The most advanced authorities of the day, are inclined to the opinion that both Matter and Mind are both differing aspects of some one fundamental Something; or, as some of the closest thinkers state it, both are probably two apparently differing manifestations or emanations of an Underlying Something which, as Spencer says: “transcends not only our reason but also our imagination.” The study of philosophy and metaphysics serves an important purpose in showing us _how much we do not know_, and why we do not know–also in showing us the fallacy of many things we had thought we did know–but when it comes to telling us the real “why,” actual cause, or essential nature of _anything_, it is largely a disappointment to those who seek fundamental truths and ultimate reasons. It is much more comfortable to “abjure the ‘Why’ and seek the ‘How'”–if we can.

Many psychologists classify the activities of the mind into three general divisions; _viz._, (1) Thinking; (2) Willing; (3) Feeling. These divisions, which result from what is known as “the tri-logical classification,” were first distinctly enunciated by Upham although Kant had intimated it very plainly. For many years before the favored division was but two-fold the line of division being between the _cognitive_, or knowing, activities, and the _conative_, or acting, activities, generally known as the Understanding and the Will, respectively. It took a long time before the authorities would formally recognize the great field of the Feelings as forming a class by themselves and ranking with the Understanding and the Will. There are certain sub-divisions and shadings, which we shall notice as we proceed, some of which are more or less complex, and which seem to shade into others. The student is cautioned against conceiving of the mind as a thing having several compartments or distinct divisions. The classification does not indicate this and is only intended as a convenience in analyzing and studying the mental activities and operations. The “I” which feels, thinks and acts is the same–one entity.

As Brooks well says: “The mind is a self-conscious activity and not a mere passivity; it is a centre of spiritual forces, all resting in the background of the ego. As a centre of forces, it stands related to the forces of the material and spiritual universe and is acted upon through its susceptibilities by those forces. As a spiritual activity, it takes the impressions derived from those forces, works them up into the organic growth of itself, converts them into conscious knowledge and uses these products as means to set other forces into activity and produce new results. Standing above nature and superior to its surroundings, it nevertheless feeds upon nature, as we may say, and transforms material influences into spiritual facts akin to its own nature. Related to the natural world and apparently originating from it, it yet rises above this natural world and, with the crown of freedom upon its brow, rules the natural obedient to its will.”

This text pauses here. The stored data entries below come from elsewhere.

PR #11997, opened 2026-01-23
Add support for Intl.NumericFormat options

budnix:
### Context

The PR introduces support for the native JavaScript [Intl.NumberFormat](https://developer.mozilla.org/en-US/docs/Web/JavaScript/Reference/Global_Objects/Intl/NumberFormat) API in the `numericFormat` cell option. The `numbro.js`-based formatting (using `pattern` and `culture` properties) is now deprecated and will be removed in the next major release. When numbro-style format is detected, a deprecation warning is shown in the console. The locale for `Intl.NumberFormat` is controlled via the existing `locale` cell property, making the configuration more consistent with other Handsontable internationalization settings.

Additionally, this PR introduces a new `valueFormatter` option that allows custom formatting of cell values before display. Unlike the `renderer` option, which handles the complete cell rendering process (DOM structure, attributes, styles), the `valueFormatter` focuses solely on transforming the cell's value. This separation simplifies common formatting use cases where only the displayed value needs to be transformed, such as adding units, formatting dates, or applying custom text transformations.

The rendering pipeline was also refactored so that individual renderers no longer need to explicitly call `baseRenderer`. Instead, the rendering engine in `tableView.js` automatically invokes `baseRenderer` if it wasn't already called during the renderer execution, ensuring consistent base behavior across all renderers.

## Migration from numbro to Intl.NumberFormat

The changes are backward-compatible, but in the next major releases, support for numbro-based options will be removed. For developers who want to migrate to the new pattern today, this may be useful.

### Basic number formatting

| Format type | numbro (deprecated) | Intl.NumberFormat |
|-------------|---------------------|-------------------|
| No formatting | `{ pattern: '0' }` | `{}` or `{ useGrouping: false, maximumFractionDigits: 20 }` |
| Thousands separator | `{ pattern: '0,0' }` | `{ useGrouping: true }` |
| Two decimal places | `{ pattern: '0.00' }` | `{ minimumFractionDigits: 2, maximumFractionDigits: 2 }` |
| Thousands + decimals | `{ pattern: '0,0.00' }` | `{ useGrouping: true, minimumFractionDigits: 2, maximumFractionDigits: 2 }` |

### Currency formatting

| Format type | numbro (deprecated) | Intl.NumberFormat |
|-------------|---------------------|-------------------|
| USD currency | `{ pattern: '$0,0.00', culture: 'en-US' }` | `locale: 'en-US', numericFormat: { style: 'currency', currency: 'USD' }` |
[...]

PR #13191, opened 2026-08-13
DEV-2126: Fix autoRowSize and autoColumnSize ignoring per-cell className

adrianspdev:
### Context

The PR fixes `autoRowSize` and `autoColumnSize` ignoring any styling a cell receives through its `className`, which leaves the row headers misaligned with the data cells.

**Root cause.** #11997 (v17.0.0) removed the `baseRenderer.apply(...)` chain call from the built-in renderers and moved base-renderer invocation into `TableView.cellRenderer`, guarded by `cellProperties._isBaseRendererCalled`. `GhostTable` — the hidden table both auto-size plugins measure — calls `hot.getCellRenderer(cellProperties)` directly and so bypasses `TableView` entirely. Since 17.0.0 the measured `<td>` therefore receives none of the base renderer's work: no `cellProperties.className`, and none of the `readOnly` / `invalid` / `placeholder` / `textEllipsis` / `noWordWrap` classes or a11y attributes.

Two user-visible symptoms follow, both first appearing in 17.0.0:

1. `autoColumnSize` sizes the column for unstyled content, so a larger font wraps.
2. `autoRowSize` records the default height while the master renders the row at its real height. The applied height lands on the row's first child, so the master's `<tr>` simply overflows it — but the inline-start overlay holds only the row header, has no content to overflow, and obeys the cached value exactly. The two panes disagree and every row below the tall one drifts.

Measured on the released build vs this branch (per-cell `font-size: 24px`, `autoRowSize: true`, `rowHeaders: true`, wrapping text):

| | master row heights | row header row heights |
|---|---|---|
| 18.0.0 | `[70, 29, 69, 29, 29]` | `[50, 29, 49, 29, 29]` |
| this PR | `[70, 29, 69, 29, 29]` | `[70, 29, 69, 29, 29]` |

**The fix.** The renderer contract — *format the value, run the cell renderer, run the base renderer when that renderer did not chain it itself, then reset the flag* — used to live only inside `TableView.cellRenderer`, and every consumer that re-implemented part of it drifted (that drift is this regression's root cause). It is now single-sourced in `src/renderers/renderCell.ts`:

- `renderCell()` owns the render sequence (cell renderer → base renderer unless chained → reset `_isBaseRendererCalled`). Called by `TableView.cellRenderer` and by `GhostTable.#renderCell`, which both `createRow()` (row heights) and `createCol()` (column widths) use. The flag reset matters — the flag lives on the cell meta, which for a materialized cell is the same object the render path uses, so leaving it set would make the next real draw skip the base renderer and drop the classes from the actual cell.
- `formatCellValue()` owns the formatter precedence (the cell-level `valueFormatter` option first, then the renderer's own `valueFormatter` static). Called by `TableView.cellRenderer` and by both auto-size samplers.

**The samplers previously applied only the cell-level `valueFormatter` and missed the renderer's static.** The `numeric`, `date`, `intlDate`, and `intlTime` cell *types* copy the formatter into the cell meta, so columns typed that way were measured correctly — but a column configured with a bare `renderer` (`renderer: 'numeric'` with `numericFormat`, or a custom renderer carrying a `valueFormatter` static) rendered the formatted string while being measured against the raw value: `autoColumnSize` under-measured `$123,456,789.55` as `123456789.55`, and `autoRowSize` measured one line for a cell the renderer draws on several. The `time` and `password` types do **not** copy the formatter into the meta, so those were measured against the raw value even when configured through `type`. With `formatCellValue()` in the samplers, the measured string is the rendered string in every configuration.

`GhostTable.#renderCell` itself renders the sampled value **verbatim** — the samplers have already formatted it. Re-formatting there double-formats: a date sample already formatted to `1/1/24` fails the ISO-only `parseToLocalDate` and renders as `#bad-value#`, inflating the measured width (this was caught as an Argos regression on the arabic-rtl visual demo and is enforced by two unit tests).

**No changes to the overlay or height-sync code.** With `autoRowSize` on, `externalRowCalculator` disables oversized-row detection by design; the desync resolves once the cached height is correct.

**Note on the 11 updated renderer specs.** `<Renderer> should internally call base renderer once` counted every base-renderer call. GhostTable now legitimately makes one for its own measured cell, so the count became 2. The specs now ignore calls whose `<td>` carries the `ghost-table` attribute. The original invariant is intact — adding a genuine double call to `TableView` still fails them (verified).

**Behavior change, intended:** grids that use a per-cell `className` with styling that affects geometry, or a column whose resolved renderer carries a `valueFormatter` static that is not mirrored in the cell meta (bare `renderer:` configs, custom renderers, and the built-in `time` / `password` types), now get different (correct) measured row heights and column widths.

### How has this been tested?

New unit tests:

- `renderCell.unit.ts` — the shared helpers: formatter precedence (cell-level wins, static fallback, `this` binding, pass-through) and the render sequence (base renderer runs unless chained, never twice, flag always reset).
- `ghostTable.unit.ts` — the measured `<td>` carries the cell's `className`, the flag is reset, the base renderer is not called twice when the cell renderer already chained it, and the sampled value is rendered verbatim (no re-applied cell-level formatter, no re-applied renderer static).

```bash
npm run test:unit --prefix handsontable -- --testPathPattern=renderCell
npm run test:unit --prefix handsontable -- --testPathPattern=ghostTable
```

New Playwright functional E2E (runs across the theme × bundle matrix):

- `tests/e2e/ghost-table-cell-class.spec.ts` — the measured row height accounts for the per-cell class, the row header matches the data cells, the rows below stay aligned, and the auto column width includes the class. The class sets padding rather than font-size, so the growth is a fixed pixel count on every runner; each size assertion is a floor rather than an equality.
- `tests/e2e/auto-size-value-formatter.spec.ts` — a `renderer: 'numeric'` column with a currency `numericFormat` is measured wider than an identical column without it, a custom renderer whose `valueFormatter` static expands a cell to three lines gets the full measured height, and the row-header overlay stays the same height as the master row. Confirmed to fail on a build without the sampler fix (widths equal, one-line height, overlay 40px shorter) and to pass with it — 3/3 red before, 3/3 green after.

```bash
cd tests && npx playwright test e2e/ghost-table-cell-class.spec.ts e2e/auto-size-value-formatter.spec.ts
```

Full local gate, all green:

```bash
npm run lint --prefix handsontable          # 0 errors
npm run test:unit --prefix handsontable     # 279 suites, 3281 tests
npm run test:e2e --prefix handsontable      # 9606 specs, 0 failures
npm run test:walkontable --prefix handsontable  # 816 specs, 0 failures
cd tests && npm run test:e2e                # Playwright functional suite
```

Targeted legacy reruns after the sampler change: `autoColumnSize` (67 specs), `autoRowSize` (56 specs), `renderers` (312 specs) — 0 failures.

Manual: a two-page demo (`dev-latest.html` on the 18.0.0 CDN build vs `dev-pr.html` on the local build) with the client's configuration, reporting master and row-header heights side by side. Released reports MISALIGNED, this branch reports ALIGNED.

### Types of changes

### Related issue(s):

1. DEV-2126
2. Regression introduced by #11997

### Affected project(s):

- [x] `handsontable`
- [ ] `@handsontable/vue3`

### Checklist:

---

> [!NOTE]
> **Medium Risk**
> Changes the shared cell render contract and auto-size measurement path (layout-sensitive), with intentional width/height changes for className and formatter-driven geometry; regression risk is mitigated by broad unit, legacy E2E, and new Playwright coverage.
> 
> **Overview**
> Fixes **DEV-2126** / regression from **#11997**: hidden **GhostTable** cells used for `autoRowSize` and `autoColumnSize` no longer follow the same render path as the visible grid, so measurements ignored **`className`** styling and **`valueFormatter`** precedence (including renderer static formatters).
> 
> **Shared helpers** in `renderCell.ts` centralize **`formatCellValue`** (cell-level formatter, then renderer static) and **`renderCell`** (cell renderer → base renderer when not chained → reset `_isBaseRendererCalled`). **`TableView`**, **`GhostTable`**, and the auto-size samplers now call these instead of duplicating logic.
> 
> **`GhostTable`** routes sampled cells through **`renderCell`**, so measured `<td>` elements get base-renderer classes (e.g. per-cell `className`) and match what users see. Samplers still pre-format values; GhostTable renders those strings verbatim to avoid double-formatting.
> 
> **`autoColumnSize`** and **`autoRowSize`** use **`formatCellValue`** when building samples and probe values, so currency/multiline formatted content sizes correctly.
> 
> Adds unit coverage (`renderCell.unit`, `ghostTable.unit`), Playwright E2E for class-based geometry and formatter statics, doc notes on CSS/theme specificity for custom cell styling, and adjusts renderer “base renderer once” specs to exclude GhostTable’s `ghost-table` cells.
> 
> <sup>Reviewed by [Cursor Bugbot](https://cursor.com/bugbot) for commit 57ddea1547641d74cde6355694f4d968a9a0f942. Bugbot is set up for automated code reviews on this repo. Configure [here](https://www.cursor.com/dashboard/bugbot).</sup>


qunabu:
Task linked: [DEV-2126 [17.0.0+] autoRowSize misaligns row headers when per-cell font-size is set via CSS](https://app.clickup.com/t/9015210959/DEV-2126)

handsontable/src/utils/ghostTable.ts
```diff
@@ -524,6 +522,59 @@ class GhostTable {
...
+   *
+   * The built-in renderers no longer call `baseRenderer` themselves — `TableView` does it, guarded
+   * by the flag below. Calling only the cell renderer here would leave the measured TD without
+   * `cellProperties.className` and the other base-renderer classes, so AutoRowSize and
+   * AutoColumnSize would measure a cell styled differently from the one the user sees.
+   *
+   * The sampled value must be rendered verbatim — the AutoRowSize and AutoColumnSize samplers
+   * already run `cellProperties.valueFormatter` when building samples. Formatting here again would
+   * double-format: a date sample already formatted to `1/1/24` fails the ISO-only
+   * `parseToLocalDate` and renders as `#bad-value#`, inflating the measured width.
```
demtario, line 538: This paragraph is correct about the cell-level option, but it leaves a real gap open — and the PR description currently claims the opposite is true (see the review summary).

`TableView` resolves the formatter in two branches:

```js
// tableView.ts
if (typeof cellProperties.valueFormatter === 'function') {
  formattedValue = cellProperties.valueFormatter(formattedValue, cellProperties);
} else if (typeof renderer === 'function' && 'valueFormatter' in renderer) {
  formattedValue = valueFormatter.call(cellProperties, formattedValue, cellProperties);
}
```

In this book, while we shall fully and unquestionably recognize the “tri-logical classification” of the activities of the Mind into the divisions of Thinking, Willing and Feeling, respectively, nevertheless, we shall, for convenience, use the term “Thought” in its broadest, widest and most general sense, as: “The power or faculty of thinking; the mental faculty; the mind,” rather than in its narrower and particular sense of: “the understanding or cognitive faculty of the mind.” Accordingly, we shall include the cultivation of the mental activities known as Attention, Perception, Imagination, etc., together with the strictly cognitive faculties, under the general term of Thought-Culture.